The ICR is calling for urgent discussions around the data supporting the drug’s effectiveness earlier in treatment and its price, and is urging a review of the decision within a year as new trial data become available.

Abiraterone was discovered at the ICR and developed in clinical trials with its hospital partner The Royal Marsden NHS Foundation Trust.

It is currently approved for use on the NHS before chemotherapy but only after patients have received standard hormone therapy. Last year, the European drugs regulator—the European Medicines Agency—approved abiraterone as a first-line treatment for advanced prostate cancer, alongside hormone therapy.

The drug has extended the lives of hundreds of thousands of men around the world, and was recently celebrated as one of the greatest research achievements in the 70-year history of the NHS by the National Institute for Health Research.

A game-changer for treatment of prostate cancer

Professor Paul Workman, Chief Executive of the ICR, London, said:

“Abiraterone has been a game-changer for treatment of prostate cancer—extending the lives of men with the disease, and crucially sparing them the side effects of conventional chemotherapy.”

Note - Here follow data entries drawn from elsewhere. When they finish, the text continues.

PR #1112, opened 2021-11-29
Support yarn v3

joshwooding:
Since modular-scripts and modular-views.macro depend on yarn workspaces and the command has changed in yarn v2+ the code needs to accommodate for that.


joshwooding:
I'm not too sure on how to add tests internally for modular. But I've tested the changes to modular-scripts in https://github.com/jpmorganchase/ui-toolkit/pull/295

LukeSheard:
I've nothing against this - but I think if we're going to add support for multiple package managers we should also considering writing this in a way that will allow us to read `npm workspace` output from v7. 

There's also the question of `yarn` v2 which is just dropped here, perhaps we need to feature detect which strategy to read workspace information based semver major of the `yarn --version` output and default to a `explode` hook which says that the version of yarn for the current worktree is unsupported?

LukeSheard:
> with the same caveat as only with `nodeLinker: node-modules`

If there are setup caveats so this then they need to be added to `modular check` to ensure that users don't get weird error messages if there's incorrect setup.

Otherwise I'm happy to go with this, but adding a check for `v4` when it's eventually released to throw in that condition.

If we add support for NPM then we'll cross that bridge when we get there.

joshwooding:
> > with the same caveat as only with `nodeLinker: node-modules`
> 
> If there are setup caveats so this then they need to be added to `modular check` to ensure that users don't get weird error messages if there's incorrect setup.
> 
> Otherwise I'm happy to go with this, but adding a check for `v4` when it's eventually released to throw in that condition.
> 
> If we add support for NPM then we'll cross that bridge when we get there.

Cool, I'll make the changes.

joshwooding:
@LukeSheard All the changes should be done now? Mind reviewing again?

LukeSheard (approved):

“I am disappointed that men with advanced prostate cancer will not be able to access abiraterone as a first-line treatment. We hope the manufacturer will be able to provide the data NICE needs as soon as possible so that the drug can be made available earlier in treatment.”

“I’d also urge both parties to get together to discuss the price of abiraterone, as it is essential that those men who might benefit from earlier access to the drug do not miss out on the grounds of cost.”

“It is particularly concerning that some men who are ineligible for the current first-line treatment, docetaxel, should be denied access to abiraterone—and I would urge NICE to consider availability of the drug for these patients as a matter of urgency.”

“NICE should also revisit its decision within a year, as new trial data becomes available, rather than waiting 3 years as the committee report recommends.”